▶ **WHAT TO PRODUCE**
Copy out the entries exactly. Print them in full.

Recorded data:
Issue #296, opened 2018-02-08
imaging files concatenated by `pyuvdata` rotates image?


nkern:
When I image a 10-minute HERA-47 Miriad file, my images appear as I expect. If, however, I concatenate a series of 10-minute Miriad files using `pyuvdata` and image that file, my images appear slightly rotated (see below). This rotation gets worse the more files I concatenate, leading me to think it is perhaps a phasing issue? One thing that happens in the process of getting a Miriad file to a CASA MS is converting to `uvfits` which phases the whole dataset to the first time integration.

As I said, I'm not sure if this is a `pyuvdata` problem or a problem in my imaging scripts, so if someone can try to duplicate this with their own imaging scripts, that would be appreciated.

![gleam02_1file_concat](https://user-images.githubusercontent.com/4307358/35997600-d2aaa554-0cce-11e8-8570-fc1cfc69750d.png)
^ Image of a GLEAM 02h source on a single 10-minute Miriad file

![gleam02_6file_concat](https://user-images.githubusercontent.com/4307358/35997541-a21cd542-0cce-11e8-9631-f7cf3aa4c834.png)
^ Image of the same source having concatenated 6 time-contiguous Miriad files w/ `pyuvdata`

bhazelton:
How did you phase the files?

nkern:
yeah, good point.

This rotation gets worse the more files I concatenate, leading me to think it is perhaps a phasing issue? One thing that happens in the process of getting a Miriad file to a CASA MS is converting to uvfits which phases the whole dataset to the first time integration.

nkern:
I do the Miriad -> uvfits via the `pyuvdata.miriad_to_uvfits.py` script

bhazelton:
yes, but you can phase the files to a specific location if you'd like, rather than just letting it default to the first time sample

nkern:
well, in CASA, I do a `fixvis`, which should phase the data to the location I want. is there some discrepancy between the phasing algorithm in `pyuvdata` and CASA?

bhazelton:
So after reading in the miriad files, you can use the `phase_to_time` or `phase` methods before calling write_uvfits.

It is possible that there is a discrepancy. CASA is known to have some phasing issues. pyuvdata is not perfect either, partly because we have struggled to find reference files to test against, but we believe it is good to better than an arcsecond. See issue #148

nkern:
ok, i'll try that and see if it fixes the problem and let you know

[...]

PR #297, opened 2018-02-08
updated miriad_to_uvfits.py

nkern:
to use argparse instead of optparse, and to optionally phase data to a specified time


nkern:
helps address some concern in #296

PR #300, opened 2018-02-20
Fix labelling of SPW axis in calfits files to be consistent with uvfits format

bhazelton:


bhazelton:
@plaplant can you look at this one? All the tests pass, but I don't want to mess up users of dependent repos like hera_cal.

Issue #3453, opened 2015-05-07
error on adding column with displayName and without name


ndudenhoeffer:
When adding columns to the grid, the name property is generated if not already defined. The method which is generating the name is using the ```displayName``` to check for duplicates, not the actual name. So adding multiple of the same displayName fails.

I haven't dug into it any deeper, but you can have two instances.  When you try to add the third it fails to generate a name, and leaves it undefined (which causes problems later). 

http://plnkr.co/edit/0D7qgs?p=preview

As a side note, there are quite a few comments in the code about allowing a blank "name" for backwards compatibility. I think this also actually an important feature to have. Consider the case of grouping and showing different aggregations for different columns, where the user is allowed to chose which columns to add and remove.

AgDude:
Here's a quick work around, to set the name before adding a column:

        var columnDef = {...}
          counter = 1;
        columnDef.name = columnDef.field;

        while ( gridApi.grid.getColumn(columnDef.name) ){
          columnDef.name += counter.toString();
          counter++;
        }
        gridOptions.columnDefs.push(columnDef);

wesleycho:
Closing, as this issue looks resolved

PR #3571, opened 2015-05-23
fix(uiGridColumns): Fix auto-incrementing of column names

AgDude:
When generating unique column names, do not consider the displayName.
Increment column name property only, using the field as the base.
Increment displayName property only if it is auto-generated,
displaying any provided displayName unchanged.

Fixes: #3453


PaulL1:
Much tidier than the previous code, thanks.

Issue #3572, opened 2015-05-23
[Grouping] treeRowHeaderAlwaysVisible not working as expected


AgDude:
My expectation with this option is that when set to ```false```,  the "plus" column will be removed/added based on whether or not grouping is active. This does not appear to be working.

AgDude:
@PaulL1  I have been working a bit on this. The core problem is solved by resetting ```grid.treeBase.numberLevels``` to 0 at the beginning of the ```createTree``` method. But then we run into the problem that we are considering a single grouping to have 0 ```numberLevels```, which is also the default without any grouping.

I am going to change this so ```numLevels``` becomes 1 if there is a single grouped column. Alternatively we could make it ```undefined``` if there are no grouped columns.

PaulL1:
Sounds reasonable.  I don't think I did it deliberately, I recall noticing it had ended up zero based then just going with it.

PR #3573, opened 2015-05-23
fix(treeBase): Change calculation of number of levels in tree

AgDude:
Change the treeBase.numberLevels variable to consider a single level as 1 instead of 0
Previously there was no way to use this variable to differentiate between a single tree level
and no grouping at all. This does not impact row.treeLevel, which is still zero-based.

Reset treeBase.numberLevels each time the tree is created.

Remove unneeded dependency for groupingService in treeBase.uiGridViewport directive

Add treeRowHeaderAlwaysVisible=false option to complex grouping tutorial (320).

Fixes: #3572


PaulL1:
Looks very tidy too.  Thanks @AgDude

▶ **TASK OUTPUT**
Issue #296, opened 2018-02-08
imaging files concatenated by `pyuvdata` rotates image?


nkern:
When I image a 10-minute HERA-47 Miriad file, my images appear as I expect. If, however, I concatenate a series of 10-minute Miriad files using `pyuvdata` and image that file, my images appear slightly rotated (see below). This rotation gets worse the more files I concatenate, leading me to think it is perhaps a phasing issue? One thing that happens in the process of getting a Miriad file to a CASA MS is converting to `uvfits` which phases the whole dataset to the first time integration.

As I said, I'm not sure if this is a `pyuvdata` problem or a problem in my imaging scripts, so if someone can try to duplicate this with their own imaging scripts, that would be appreciated.

![gleam02_1file_concat](https://user-images.githubusercontent.com/4307358/35997600-d2aaa554-0cce-11e8-8570-fc1cfc69750d.png)
^ Image of a GLEAM 02h source on a single 10-minute Miriad file

![gleam02_6file_concat](https://user-images.githubusercontent.com/4307358/35997541-a21cd542-0cce-11e8-9631-f7cf3aa4c834.png)
^ Image of the same source having concatenated 6 time-contiguous Miriad files w/ `pyuvdata`

bhazelton:
How did you phase the files?

nkern:
yeah, good point.

This rotation gets worse the more files I concatenate, leading me to think it is perhaps a phasing issue? One thing that happens in the process of getting a Miriad file to a CASA MS is converting to uvfits which phases the whole dataset to the first time integration.

nkern:
I do the Miriad -> uvfits via the `pyuvdata.miriad_to_uvfits.py` script

bhazelton:
yes, but you can phase the files to a specific location if you'd like, rather than just letting it default to the first time sample

nkern:
well, in CASA, I do a `fixvis`, which should phase the data to the location I want. is there some discrepancy between the phasing algorithm in `pyuvdata` and CASA?

bhazelton:
So after reading in the miriad files, you can use the `phase_to_time` or `phase` methods before calling write_uvfits.

It is possible that there is a discrepancy. CASA is known to have some phasing issues. pyuvdata is not perfect either, partly because we have struggled to find reference files to test against, but we believe it is good to better than an arcsecond. See issue #148

nkern:
ok, i'll try that and see if it fixes the problem and let you know

[...]

PR #297, opened 2018-02-08
updated miriad_to_uvfits.py

nkern:
to use argparse instead of optparse, and to optionally phase data to a specified time


nkern:
helps address some concern in #296

PR #300, opened 2018-02-20
Fix labelling of SPW axis in calfits files to be consistent with uvfits format

bhazelton:


bhazelton:
@plaplant can you look at this one? All the tests pass, but I don't want to mess up users of dependent repos like hera_cal.

Issue #3453, opened 2015-05-07
error on adding column with displayName and without name


ndudenhoeffer:
When adding columns to the grid, the name property is generated if not already defined. The method which is generating the name is using the ```displayName``` to check for duplicates, not the actual name. So adding multiple of the same displayName fails.

I haven't dug into it any deeper, but you can have two instances.  When you try to add the third it fails to generate a name, and leaves it undefined (which causes problems later). 

http://plnkr.co/edit/0D7qgs?p=preview

As a side note, there are quite a few comments in the code about allowing a blank "name" for backwards compatibility. I think this also actually an important feature to have. Consider the case of grouping and showing different aggregations for different columns, where the user is allowed to chose which columns to add and remove.

AgDude:
Here's a quick work around, to set the name before adding a column:

        var columnDef = {...}
          counter = 1;
        columnDef.name = columnDef.field;

        while ( gridApi.grid.getColumn(columnDef.name) ){
          columnDef.name += counter.toString();
          counter++;
        }
        gridOptions.columnDefs.push(columnDef);

wesleycho:
Closing, as this issue looks resolved

PR #3571, opened 2015-05-23
fix(uiGridColumns): Fix auto-incrementing of column names

AgDude:
When generating unique column names, do not consider the displayName.
Increment column name property only, using the field as the base.
Increment displayName property only if it is auto-generated,
displaying any provided displayName unchanged.

Fixes: #3453


PaulL1:
Much tidier than the previous code, thanks.

Issue #3572, opened 2015-05-23
[Grouping] treeRowHeaderAlwaysVisible not working as expected


AgDude:
My expectation with this option is that when set to ```false```,  the "plus" column will be removed/added based on whether or not grouping is active. This does not appear to be working.

AgDude:
@PaulL1  I have been working a bit on this. The core problem is solved by resetting ```grid.treeBase.numberLevels``` to 0 at the beginning of the ```createTree``` method. But then we run into the problem that we are considering a single grouping to have 0 ```numberLevels```, which is also the default without any grouping.

I am going to change this so ```numLevels``` becomes 1 if there is a single grouped column. Alternatively we could make it ```undefined``` if there are no grouped columns.

PaulL1:
Sounds reasonable.  I don't think I did it deliberately, I recall noticing it had ended up zero based then just going with it.

PR #3573, opened 2015-05-23
fix(treeBase): Change calculation of number of levels in tree

AgDude:
Change the treeBase.numberLevels variable to consider a single level as 1 instead of 0
Previously there was no way to use this variable to differentiate between a single tree level
and no grouping at all. This does not impact row.treeLevel, which is still zero-based.

Reset treeBase.numberLevels each time the tree is created.

Remove unneeded dependency for groupingService in treeBase.uiGridViewport directive

Add treeRowHeaderAlwaysVisible=false option to complex grouping tutorial (320).

Fixes: #3572


PaulL1:
Looks very tidy too.  Thanks @AgDude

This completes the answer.